* [EXERCISE] Please copy every line from the records below that contains the string "back".
################
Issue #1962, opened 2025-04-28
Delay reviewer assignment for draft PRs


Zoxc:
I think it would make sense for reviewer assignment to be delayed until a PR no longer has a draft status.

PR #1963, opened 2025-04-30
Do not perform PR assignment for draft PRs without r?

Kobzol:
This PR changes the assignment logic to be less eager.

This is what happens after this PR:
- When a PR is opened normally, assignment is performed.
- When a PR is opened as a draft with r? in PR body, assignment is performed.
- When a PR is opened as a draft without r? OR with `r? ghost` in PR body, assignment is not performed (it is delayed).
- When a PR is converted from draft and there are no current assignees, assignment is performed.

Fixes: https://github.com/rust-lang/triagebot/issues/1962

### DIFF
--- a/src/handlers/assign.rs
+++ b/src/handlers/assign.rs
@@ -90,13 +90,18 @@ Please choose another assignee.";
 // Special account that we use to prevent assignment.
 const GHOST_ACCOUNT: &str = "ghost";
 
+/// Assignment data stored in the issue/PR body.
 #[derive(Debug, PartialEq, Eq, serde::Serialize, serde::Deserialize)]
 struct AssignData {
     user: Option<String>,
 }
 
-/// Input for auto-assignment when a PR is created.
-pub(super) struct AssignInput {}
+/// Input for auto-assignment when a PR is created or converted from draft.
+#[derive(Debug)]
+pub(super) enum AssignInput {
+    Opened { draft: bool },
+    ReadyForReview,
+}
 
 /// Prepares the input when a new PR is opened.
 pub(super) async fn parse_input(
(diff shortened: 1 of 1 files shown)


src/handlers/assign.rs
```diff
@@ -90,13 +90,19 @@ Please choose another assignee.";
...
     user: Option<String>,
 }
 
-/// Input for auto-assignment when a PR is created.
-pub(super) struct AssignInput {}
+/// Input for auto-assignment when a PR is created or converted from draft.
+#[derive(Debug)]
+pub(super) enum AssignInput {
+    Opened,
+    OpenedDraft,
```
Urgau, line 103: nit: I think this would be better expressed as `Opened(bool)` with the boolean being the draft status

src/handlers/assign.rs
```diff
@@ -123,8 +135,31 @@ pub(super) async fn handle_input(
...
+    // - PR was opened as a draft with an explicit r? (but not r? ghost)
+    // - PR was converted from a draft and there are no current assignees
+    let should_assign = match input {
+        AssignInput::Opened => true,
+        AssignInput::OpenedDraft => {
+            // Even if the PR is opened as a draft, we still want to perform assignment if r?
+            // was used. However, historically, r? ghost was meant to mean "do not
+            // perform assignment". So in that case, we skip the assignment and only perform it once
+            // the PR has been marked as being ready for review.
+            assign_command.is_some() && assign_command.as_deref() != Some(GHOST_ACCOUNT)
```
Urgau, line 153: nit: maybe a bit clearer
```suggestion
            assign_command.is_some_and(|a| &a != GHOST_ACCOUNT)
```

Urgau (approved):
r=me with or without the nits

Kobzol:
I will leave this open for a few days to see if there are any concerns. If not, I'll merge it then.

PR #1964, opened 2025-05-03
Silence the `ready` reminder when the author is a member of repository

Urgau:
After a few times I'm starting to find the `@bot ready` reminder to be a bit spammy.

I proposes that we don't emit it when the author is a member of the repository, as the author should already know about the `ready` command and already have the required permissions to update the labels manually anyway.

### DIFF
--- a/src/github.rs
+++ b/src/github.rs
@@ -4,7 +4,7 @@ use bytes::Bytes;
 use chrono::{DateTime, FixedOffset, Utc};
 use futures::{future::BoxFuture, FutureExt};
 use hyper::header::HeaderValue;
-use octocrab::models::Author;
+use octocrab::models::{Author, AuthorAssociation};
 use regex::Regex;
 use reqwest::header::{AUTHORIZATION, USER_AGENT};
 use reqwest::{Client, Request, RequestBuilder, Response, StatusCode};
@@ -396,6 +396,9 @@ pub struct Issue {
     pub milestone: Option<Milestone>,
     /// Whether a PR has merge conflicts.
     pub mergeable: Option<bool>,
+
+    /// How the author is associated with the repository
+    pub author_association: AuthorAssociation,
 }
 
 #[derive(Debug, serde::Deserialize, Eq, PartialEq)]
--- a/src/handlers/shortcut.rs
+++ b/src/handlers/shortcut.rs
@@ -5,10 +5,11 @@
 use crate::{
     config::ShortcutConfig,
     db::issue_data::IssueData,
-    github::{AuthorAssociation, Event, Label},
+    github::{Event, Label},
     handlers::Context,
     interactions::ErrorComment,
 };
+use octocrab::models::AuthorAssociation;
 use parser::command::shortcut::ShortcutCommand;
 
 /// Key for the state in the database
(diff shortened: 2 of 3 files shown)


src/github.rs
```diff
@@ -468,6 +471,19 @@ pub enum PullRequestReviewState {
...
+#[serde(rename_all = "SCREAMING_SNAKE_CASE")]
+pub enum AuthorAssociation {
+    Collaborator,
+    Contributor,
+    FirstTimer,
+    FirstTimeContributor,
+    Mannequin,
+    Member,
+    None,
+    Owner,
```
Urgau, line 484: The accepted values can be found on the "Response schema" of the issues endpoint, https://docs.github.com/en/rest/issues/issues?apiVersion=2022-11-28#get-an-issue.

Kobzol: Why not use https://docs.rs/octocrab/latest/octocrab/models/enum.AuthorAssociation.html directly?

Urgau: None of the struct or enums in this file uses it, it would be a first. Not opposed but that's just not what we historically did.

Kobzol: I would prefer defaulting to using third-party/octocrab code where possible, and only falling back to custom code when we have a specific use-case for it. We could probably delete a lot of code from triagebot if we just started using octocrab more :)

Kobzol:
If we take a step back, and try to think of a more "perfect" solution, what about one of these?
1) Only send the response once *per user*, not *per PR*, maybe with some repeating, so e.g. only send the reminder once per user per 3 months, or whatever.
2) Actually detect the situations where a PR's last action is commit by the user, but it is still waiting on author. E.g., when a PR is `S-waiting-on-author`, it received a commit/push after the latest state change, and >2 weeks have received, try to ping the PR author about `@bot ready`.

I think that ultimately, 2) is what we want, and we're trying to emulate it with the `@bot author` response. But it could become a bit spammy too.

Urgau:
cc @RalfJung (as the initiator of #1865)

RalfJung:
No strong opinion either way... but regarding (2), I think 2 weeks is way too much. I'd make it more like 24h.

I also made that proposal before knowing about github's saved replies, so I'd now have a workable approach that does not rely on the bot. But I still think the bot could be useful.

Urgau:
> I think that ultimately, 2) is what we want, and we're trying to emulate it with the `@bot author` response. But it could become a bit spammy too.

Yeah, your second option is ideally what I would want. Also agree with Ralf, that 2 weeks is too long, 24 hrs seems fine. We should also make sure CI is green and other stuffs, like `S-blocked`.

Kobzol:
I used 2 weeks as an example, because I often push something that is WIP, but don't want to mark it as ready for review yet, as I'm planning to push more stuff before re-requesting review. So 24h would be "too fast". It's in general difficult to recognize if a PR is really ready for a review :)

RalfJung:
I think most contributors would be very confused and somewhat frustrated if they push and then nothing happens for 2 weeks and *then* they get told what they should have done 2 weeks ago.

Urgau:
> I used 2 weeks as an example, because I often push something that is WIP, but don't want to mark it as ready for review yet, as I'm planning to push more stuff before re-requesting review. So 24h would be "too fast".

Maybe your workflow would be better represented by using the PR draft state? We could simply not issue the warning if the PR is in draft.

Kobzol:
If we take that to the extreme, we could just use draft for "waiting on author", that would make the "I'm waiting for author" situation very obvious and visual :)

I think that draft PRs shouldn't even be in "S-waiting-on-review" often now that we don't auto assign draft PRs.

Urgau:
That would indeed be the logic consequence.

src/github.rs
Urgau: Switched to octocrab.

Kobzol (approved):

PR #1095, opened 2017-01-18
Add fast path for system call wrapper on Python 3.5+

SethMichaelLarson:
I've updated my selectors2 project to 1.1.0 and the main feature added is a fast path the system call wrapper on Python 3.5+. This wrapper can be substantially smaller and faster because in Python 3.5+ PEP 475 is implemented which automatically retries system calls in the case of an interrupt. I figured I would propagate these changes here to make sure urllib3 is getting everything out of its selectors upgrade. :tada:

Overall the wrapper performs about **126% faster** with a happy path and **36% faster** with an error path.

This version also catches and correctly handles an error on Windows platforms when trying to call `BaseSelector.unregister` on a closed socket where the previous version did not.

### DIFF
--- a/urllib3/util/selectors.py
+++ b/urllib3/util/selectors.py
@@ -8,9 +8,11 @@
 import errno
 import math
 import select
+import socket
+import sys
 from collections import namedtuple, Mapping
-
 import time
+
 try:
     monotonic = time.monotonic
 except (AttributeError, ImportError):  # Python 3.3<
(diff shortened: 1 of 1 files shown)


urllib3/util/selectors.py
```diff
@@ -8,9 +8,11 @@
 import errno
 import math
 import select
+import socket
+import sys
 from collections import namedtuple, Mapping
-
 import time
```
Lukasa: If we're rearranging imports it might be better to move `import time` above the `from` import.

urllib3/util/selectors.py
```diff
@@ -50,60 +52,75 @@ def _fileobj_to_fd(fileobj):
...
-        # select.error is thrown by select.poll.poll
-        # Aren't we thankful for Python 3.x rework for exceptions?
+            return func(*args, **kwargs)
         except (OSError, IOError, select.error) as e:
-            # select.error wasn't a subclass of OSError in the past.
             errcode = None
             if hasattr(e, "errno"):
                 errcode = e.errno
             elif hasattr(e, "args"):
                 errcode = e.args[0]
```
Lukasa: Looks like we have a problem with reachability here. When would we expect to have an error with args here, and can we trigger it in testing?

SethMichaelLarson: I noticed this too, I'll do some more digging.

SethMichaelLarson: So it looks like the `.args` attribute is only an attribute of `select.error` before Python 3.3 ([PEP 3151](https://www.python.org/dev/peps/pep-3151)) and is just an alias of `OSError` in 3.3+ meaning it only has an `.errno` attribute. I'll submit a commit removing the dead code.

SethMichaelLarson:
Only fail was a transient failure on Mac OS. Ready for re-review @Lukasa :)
################
* [ANSWER TO THIS TASK]
Kobzol: I would prefer defaulting to using third-party/octocrab code where possible, and only falling back to custom code when we have a specific use-case for it. We could probably delete a lot of code from triagebot if we just started using octocrab more :)
If we take a step back, and try to think of a more "perfect" solution, what about one of these?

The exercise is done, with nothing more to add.